– Где вы играли?
– Где я играл? С пуримшпилерами[42] я играл, то есть я и теперь играю в праздник «пурим»[43] . А ну-ка, пусть кто-нибудь сыграет Амана так, как я.
Разбойничьи глаза Хаим-Ицика загорелись. Но директор Гецл бен-Гецл прервал его:
– Может быть. Очень может быть. Ну, а с вашим пузом что будет?
Хаим-Ицик бросил взгляд на свой толстый живот и короткие ноги:
– Что же? Я перетяну живот, зашнуруюсь. Думаете, я так уж ничего не понимаю? Я видел у вас за кулисами то же, что и у наших пуримшпилеров.
Директор Гецл бен-Гецл был шокирован: его театр смеют сравнивать с пуримшпилерами! И он прервал папиросника:
– А что вы сделаете со своим произношением?
– Мне кажется, у меня произношение не хуже, чем у других.
– Вам только так кажется. Вы ведь свистите, когда разговариваете.
– Кто свистит? Я свищу?
– А кто же свистит? Я?..
– Вы просто придираетесь. – Папиросник поднялся. Лицо его побагровело. – Ну что ж, будьте здоровы и счастливы! Раз я для вас не актер, то и сестра моя для вас не актриса.

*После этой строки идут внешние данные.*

PR #52, opened 2020-06-15
add progress uploads logic

dmolina79:
https://app.clubhouse.io/terminalsystems/story/16570/upload-file-send-back-to-the-ui-the-amount-of-bytes-remaining

Change Log:
* adds bytes and file and folder count to stream addItems
* updates proto schema
* updates tests
Screen Shot 2020-06-15 at 2 03 52 PM


core/space/services/services_fs.go
```diff
@@ -156,29 +156,125 @@ func (s *Space) createFolder(ctx context.Context, path string, b textile.Bucket)
...
+				if err != nil {
+					log.Error(fmt.Sprintf("error reading folder path %s ", pathInFs), err)
+					filesRes <- domain.AddItemsResponse{
+						Error: err,
+					}
+					return
+				}
+				for _, file := range files {
+					subPath := pathInFs + "/" + file.Name()
+					if subPath != pathInFs {
```
jsonsivar, line 212: Was having a little trouble understanding this piece.  This means when the contents are a file `subPath == pathInFs`?

dmolina79: yeah, not sure its needed honestly, I think i had an issue when using `Walk` method that needed that check, this is a precaution to avoid adding the existing path to the subpaths and dont get into an infinite recursive loop.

Что было делать? Директор Гецл бен-Гецл горел желанием заполучить сестру папиросника в актрисы и в конце концов вынужден был взять с нею в театр и ее брата. Хлопот с ними обоими был, как говорят, полон рот. Но если Генриетта не обнаруживала особого таланта, да и голос у нее был не бог весть какой, зато она обладала хотя бы «великолепной талией и величественной фигурой». Но что было делать с таким чурбаном, как этот папиросник? Если бы он хоть согласился быть статистом, истуканом в театре, черт с ним. Ради его сестры ему стоило бы платить каких-нибудь десять гульденов в неделю. Но, как на беду, его тянуло на передний план, на авансцену, на самые трагические роли. Чего, однако, не сделаешь ради хлеба насущного? Дела Гецл бен-Гецла за последнее время сильно пошатнулись. Публика не ходила в театр, хоть силком ее тащи. И если такая актриса, как Генриетта Швалб «с такой великолепной талией и величественной фигурой» не поправит дела, значит, нет бога на свете…

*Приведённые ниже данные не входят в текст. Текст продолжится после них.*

PR #54, opened 2020-06-17
Feature: Mounting Fuse Drive on startup and through gRPC

perfectmak:
**CHANGELOG**
- Update app initialization to conditionally mount a fuse drive if previously mounted or environment set to initialize
- Update grpc protobuf and server to allow mounting through grpc
- Implements SpaceFSDataSource that uses the Space Service to provide data for Fuse VFS.

There is still a bunch of code/tests upcoming for editing files, but though this is a good point to open a PR for this stage and subsequent PR will be added. But with this, we can boot up the daemon and have the drive mounted. Also navigating folders and files in the space.


app/app.go
```diff
@@ -8,6 +8,14 @@ import (
 	"syscall"
 	"time"
 
+	"github.com/pkg/errors"
+
+	fuse2 "github.com/FleekHQ/space-poc/core/space/fuse"
+
+	"github.com/FleekHQ/space-poc/core/fs_data_source"
+
+	fuse "github.com/FleekHQ/space-poc/core/libfuse"
```
dmolina79, line 17: first could be libfuse and our space/fuse becomes fuse to avoid confusion

app/app.go
```diff
@@ -80,10 +88,22 @@ func Start(ctx context.Context, cfg config.Config, env env.SpaceEnv) {
 		space.WithAddWatchFileFunc(sync.AddFileWatch),
 	)
 
+	// setup FUSE FS Handler
+	fuseHandler, err := spacefs.NewSpaceFS(ctx, fs_data_source.NewSpaceFSDataSource(sv))
```
dmolina79, line 92: `spacefs.New()` should be fine to without repeating in the factory method

app/app.go
```diff
@@ -8,6 +8,14 @@ import (
 	"syscall"
 	"time"
 
+	"github.com/pkg/errors"
+
+	fuse2 "github.com/FleekHQ/space-poc/core/space/fuse"
+
+	"github.com/FleekHQ/space-poc/core/fs_data_source"
```
dmolina79, line 15: convention here is to be names something like `fsds` in a single word like `strconv`

app/app.go
```diff
@@ -80,10 +88,22 @@ func Start(ctx context.Context, cfg config.Config, env env.SpaceEnv) {
 		space.WithAddWatchFileFunc(sync.AddFileWatch),
 	)
 
+	// setup FUSE FS Handler
+	fuseHandler, err := spacefs.NewSpaceFS(ctx, fs_data_source.NewSpaceFSDataSource(sv))
+	if err != nil {
+		log.Fatal(err)
+	}
+
+	mountPath := cfg.GetString(config.FuseMountPath, "~/")
```
dmolina79, line 97: cant we just hide away this bootstrap piece within a Start method thru the fuse interface we provide? seems that app.go is getting to big and we just need the `fuseController` at this level so a `New` method that sets up everything to return a fuseController will be cleaner from the app.go

app/app.go
```diff
@@ -126,6 +153,13 @@ func Start(ctx context.Context, cfg config.Config, env env.SpaceEnv) {
 		sync.Stop()
 	}
 
+	if fuseController != nil {
```
dmolina79, line 156: if fuseController can be nil in some path, it means line 116 can blow up?

core/fs_data_source/file_handler.go
```diff
@@ -1,34 +1,37 @@
...
+type ReadWriteSeekerCloser interface {
+	io.Closer
+	io.ReadWriteSeeker
 }
 
-func NewIPFSReadHandler(reader io.ReadSeekCloser) *IPFSFileHandler {
-	return &IPFSFileHandler{
-		isRead: true,
-		reader: reader,
+type FileHandler struct {
```
dmolina79, line 10: FileHandler can be private and in the New return and interface?

app/app.go
perfectmak: Oh true, I missed this part. The reason I created FuseController is to move most of these initializations away from app.go because it was becoming harder to understand what was going on as per initialization in that file. I'll work on moving this to FuseController also.

grpc/handlers.go
```diff
@@ -38,7 +40,7 @@ func (srv *grpcServer) SendTextileEvent(event events.TextileEvent) {
 }
 
 func (srv *grpcServer) ListDirectories(ctx context.Context, request *pb.ListDirectoriesRequest) (*pb.ListDirectoriesResponse, error) {
-	entries, err := srv.sv.ListDir(ctx)
+	entries, err := srv.sv.ListDir(ctx, "/")
```
dmolina79, line 43: @dmerrill6 is this the default path ^^^?

app/app.go
perfectmak: Ideally, it can't be null, I think I copied something else and just modify for this cleanup 😅. I'll fix it

grpc/handlers.go
perfectmak: Actually, the implementation for `ListDir()` in space Service does not work with that path. I was meaning to ask you how the frontend traverses the directories, if we are not passing a path to the `ListDirectories` grpc call? @dmolina79

dmolina79: ah ok then this is fine, i guess it could be empty `""` to mean the root of your space folder path, @dmerrill6 can confirm which one is better

core/space/fuse/controller.go
```diff
@@ -0,0 +1,106 @@
...
+	if err := s.store.Set([]byte(config.MountFuseDrive), []byte("true")); err != nil {
+		return err
+	}
+
+	s.serve()
+	return nil
+}
+
+func (s *Controller) serve() {
+	if s.isServed {
```
dmolina79, line 73: does this need a lock or are we always calling it from one go routine?

core/space/fuse/controller.go
```diff
@@ -0,0 +1,106 @@
...
+		log.Printf("Error fetching mountFuseDrive state: %s\n", err.Error())
+	}
+
+	return s.cfg.GetString(config.MountFuseDrive, "false") == "true"
+}
+
+// Mount mounts the vfs drive and immediately serves the handler.
+// It starts the Fuse Server in the background
+func (s *Controller) Mount() error {
+	if s.vfs == nil {
```
dmolina79, line 49: since this is called from grpc does it need to account concurrent access? is the internal vfs mount state safe to be accessed concurrently?

core/space/fuse/controller.go
perfectmak: No, I don't think so. It is currently only called from the `Mount()` function and that now has a lock

core/space/fuse/controller.go
perfectmak: No, the vfs implementation does not have a lock on Mounts, because the Mount function allows mounting multiple drives, so it could become complicated tracking and locking each drive name and mount path, so we leave it to error out from the operating systems FUSE server.

But I've updated the controller code add some locks, since the controller is currently only allowing a single mount call. We can make changes easily from here if we need to do more mounts or etc

core/fsds/spacefs.go
```diff
@@ -0,0 +1,102 @@
...
+	for i, domainEntries := range domainEntries {
+		dirEntries[i] = NewDirEntry(domainEntries.DirEntry)
+	}
+
+	return dirEntries, nil
+}
+
+// Open is invoked to read the content of a file
+func (d *SpaceFSDataSource) Open(ctx context.Context, path string) (ReadSeekCloser, error) {
+	bucketSlug := "" // bucketSlug is currently ignored, so defaulting this
```
dmerrill6, line 81: Maybe it makes sense to call textile client for list buckets and pick the first one, just so that when we add multiple buckets support it's easier to see where we need to refactor.

grpc/handlers.go
dmerrill6: This is a bit confusing, not sure why you are modifying the `ListDir` signature if path not going to be used anyways. Currently the FE lists the whole directory structure (that's what `ListDir` is returning). There's also the `listDirAtPath` method that you might want to make public if you need to list a specific path. But yea default value to list root and all subdirs should be `""`.

perfectmak:
> This is a bit confusing, not sure why you are modifying the ListDir signature if path not going to be used anyways. Currently the FE lists the whole directory structure (that's what ListDir is returning). There's also the listDirAtPath method that you might want to make public if you need to list a specific path. But yea default value to list root and all subdirs should be "".

@dmerrill6 I just realized the actual behaviour of that function after discussing with Doug. I might take your advice and expose the `ListDirAtPath` as public, because it is currently wasteful for the native FileSystem to list all the nested directory tree on a single call. After taking a closer look at the implementation, I'll decide which one is more efficient and use it.

grpc/handlers.go
perfectmak: @dmerrill6 I just realized the actual behaviour of that function after discussing with Doug. I might take your advice and expose the `ListDirAtPath` as public, because it is currently wasteful for the native FileSystem to list all the nested directory tree on a single call. After taking a closer look at the implementation, I'll decide which one is more efficient and use it.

Так сказал себе Гецл бен-Гецл и выпустил афишу, возвещавшую, что «в скором времени приезжает знаменитая певица из Буэнос-Айреса, очаровавшая весь мир своей фигурой…»

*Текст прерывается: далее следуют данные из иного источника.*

PR #57, opened 2020-06-18
Add sharing endpoints to proto

dmerrill6:
Added sharing and user identity creation endpoints to proto.

Missing ACL modification endpoints.

[ch16553]


grpc/pb/space.proto
```diff
@@ -95,4 +106,66 @@ message CreateFolderRequest {
...
+message ShareBucketViaEmailRequest {
+  string bucket = 1;
+  string email = 2;
+}
+
+message ShareBucketViaEmailResponse {}
+
+enum IdentityType {
+  USERNAME = 0;
+  EMAIL = 1;
```
jsonsivar, line 153: Does email take precedence if they have both?

giankotarola:
@jsonsivar qq related to:
> Login or user initialization (either via private key, password or email depending on what we finalize)
>
 the password that you meant is related to this, right? Also, the password is an account password or a passphrase to encrypt the user key?
Screen Shot 2020-06-19 at 09 49 37

Another doubt is the username field validation. For validation are we going to have another endpoint or will be validate on the signup endpoint?

grpc/pb/space.proto
```diff
@@ -14,12 +14,23 @@ service SpaceApi {
   rpc OpenFile(OpenFileRequest) returns (OpenFileResponse) {}
   rpc AddItems(AddItemsRequest) returns (stream AddItemsResponse) {}
   rpc CreateFolder(CreateFolderRequest) returns (CreateFolderResponse) {}
-}
 
-message ListDirectoriesRequest {
+  // Identities
+  rpc GetIdentityByUsername(GetIdentityByUsernameRequest) returns (GetIdentityByUsernameResponse) {}
+  rpc CreateUsernameAndEmail(CreateUsernameAndEmailRequest) returns (CreateUsernameAndEmailResponse) {}
```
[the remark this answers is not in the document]
dmerrill6: This endpoint would encapsulate two backend calls, one to create a username and one to create an email for that username. If email is not provided it will only do the first call

grpc/pb/space.proto
```diff
@@ -95,4 +106,66 @@ message CreateFolderRequest {
...
 // not sure we need to return anything other than an error if we failed
 message CreateFolderResponse {
+}
+
+message GetIdentityByUsernameRequest {
+  string username = 1;
+}
+
+message Identity {
+  string address = 1;
```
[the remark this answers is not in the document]
dmerrill6: It's another type of address based on the public key (just like a crypto address in blockchain). This is just in case you want to send a message to a given public key and you don't have the username.

The address book models look like this:

Identity Model: address (pub key representation), username
Proof model: proof type (e.g. email, twitter handle), username

Identity has many proofs.

grpc/pb/space.proto
dmerrill6: This is just for the `ShareBucketViaIdentityRequest` method. So you can use this to either share a bucket to a user through username or through email (e.g. if I can send `ShareBucketViaIdentityRequest(USERNAME, "jsonsivar", "my-bucket")`). I guess we can add ADDRESS as an enum field too if we need it.

dmerrill6: > LGTM just had some clarifications.
> 
> Here are some other interfaces that come to mind. If you think they make sense, I can create a PR targeting your branch lmk:
> 
> Login or user initialization (either via private key, password or email depending on what we finalize)

That's partially handled by `RecoverKeysByPassphrase`. We can add another one to import private key too I think.

> Logout or unset user

Makes sense. But I'd call this `DeleteUserKeys` or something like that because that's what would be actually happening.

> Create team (based on a list of identities - maybe we can leave an optional field for read vs write which we can use later)

Makes sense, not too sure how that's handled by the daemon yet tho.

> Create shared bucket(bucket name, team id)

Or maybe just create bucket with a param to set if you want it shared or not. Maybe it can be part of the UI (e.g. there's a toggle next to each bucket to choose on/off for "automatic back up")

> Get team members (for now to use our own db and can upgrade to Textile when this gets added)

Sounds good

> Remove member (team id, identity)

Sounds good too. Maybe Add Member too?

dmerrill6:
> the password that you meant is related to this, right? Also, the password is an account password or a passphrase to encrypt the user key?

Yes the password is the one for the image you sent. This would be sent to the `BackupKeysByPassphrase` rpc. There's no account password, only passphrase to encrypt the user key (on that note I'd maybe make some changes in the UI to be more clear about this, adding a) a warning about that password not being recoverable and b) triggering the system keystore to ask the users if they want to back up their password in their key chain)

> Another doubt is the username field validation. For validation are we going to have another endpoint or will be validated on the signup endpoint?

That's the `GetIdentityByUsername` endpoint. If it returns anything it means the username is not available. If it returns an error then the username is available. Although if you try to send an already used username to the `CreateUsernameAndEmail` it will throw an error too.

giankotarola:
> > the password that you meant is related to this, right? Also, the password is an account password or a passphrase to encrypt the user key?
> 
> Yes the password is the one for the image you sent. This would be sent to the `BackupKeysByPassphrase` rpc. There's no account password, only passphrase to encrypt the user key (on that note I'd maybe make some changes in the UI to be more clear about this, adding a) a warning about that password not being recoverable and b) triggering the system keystore to ask the users if they want to back up their password in their key chain)
> 
Ok, but I remembered that yesterday I asked @Blockchainbrett about it and mentioned that should be a password account instead of a passphrase to encrypt the user key, so I'm a little confused. Also, if we go in that way, I think it would be better to change some text on the "Password" modal, so users know that the password is for encrypt their api key and it is not a password account.
> > Another doubt is the username field validation. For validation are we going to have another endpoint or will be validated on the signup endpoint?
> 
> That's the `GetIdentityByUsername` endpoint. If it returns anything it means the username is not available. If it returns an error then the username is available. Although if you try to send an already used username to the `CreateUsernameAndEmail` it will throw an error too.
>
If `GetIdentityByUsername` return something should not mean that the username is available and if return an error should not mean the user is not available?

dmerrill6:
> Ok, but I remembered that yesterday I asked @Blockchainbrett about it and mentioned that should be a password account instead of a passphrase to encrypt the user key, so I'm a little confused. Also, if we go in that way, I think it would be better to change the texts on the "Password" modal, so users know that the password is for encrypt their api key and it is not a password account.

There's no such thing as accounts 🤔 But the functionality should be the same that what the designs show. It's a password that encrypts the private key. I guess it's fine if the user thinks it's an account password as long as they know that we are not storing it and only by using that password they can recover their keys if they log out.

> If `GetIdentityByUsername` return something should not mean that the username is available and if return an error should not mean that the user is not available?

If `GetIdentityByUsername` returns something, it means that there's an identity using that username so it means the username is taken.

Blockchainbrett:
Yea, this password would basically be able to login later on. They can log in to the same device or different device and it would import their keys. Whether we call it an "account" or not, that functionality is good. 

1) they don't set the password at login
2) they set the password if they want to logout, maybe to make a second account on the same device
3) they log back in on the same device with that username and password
4) they can log into a different device with that username and password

Имя Генриетты Швалб он до поры до времени считал неудобным поместить в афишах из-за ее брата, который еще вчера разносил папиросы по городу. А город Буэнос-Айрес он назвал просто потому, что о более отдаленных городах не слыхал.
Одновременно принялись за Генриетту, силясь сделать из нее актрису и певицу: разучивали с ней роли, выучили петь несколько убогих песенок да пару двусмысленных куплетов, а главное, научили ее одеваться так, чтобы она одновременно была и одета и не одета, голая и не голая… Когда ее, наконец, выпустили на сцену, она произвела такой фурор, что с галерки выкрикивали: «Ласточка»[44] , «Пташечка», «Кошечка», «Котеночек» и тому подобные ласкательные словечки. Директор Гецл бен-Гецл был в неописуемом восторге – захлебывался от счастья.
Зато ее брат Хаим-Ицик Швалб доставлял ему немало огорчений. «Это кощунство выпускать такого актера на сцену», – сказал Гецл бен-Гецл своей труппе, и все согласились с ним. Следует отметить, что они были не совсем правы: Хаим-Ицик работал в поте лица и знал свою роль назубок, слово в слово, тютелька в тютельку. Если же у него были каша во рту и речь выходила у него, как выражаются актеры «скомканной, как у теленка изо рта», так тому виною было только его произношение. Чем он виноват? Да и вообще все к нему придираются, – он, мол, не так стоит и не так ходит на сцене, как полагается. Чем он виноват, скажите на милость, что у него от природы такая походка? Зато он чувствует себя неотразимым в самых сильных трагических ролях.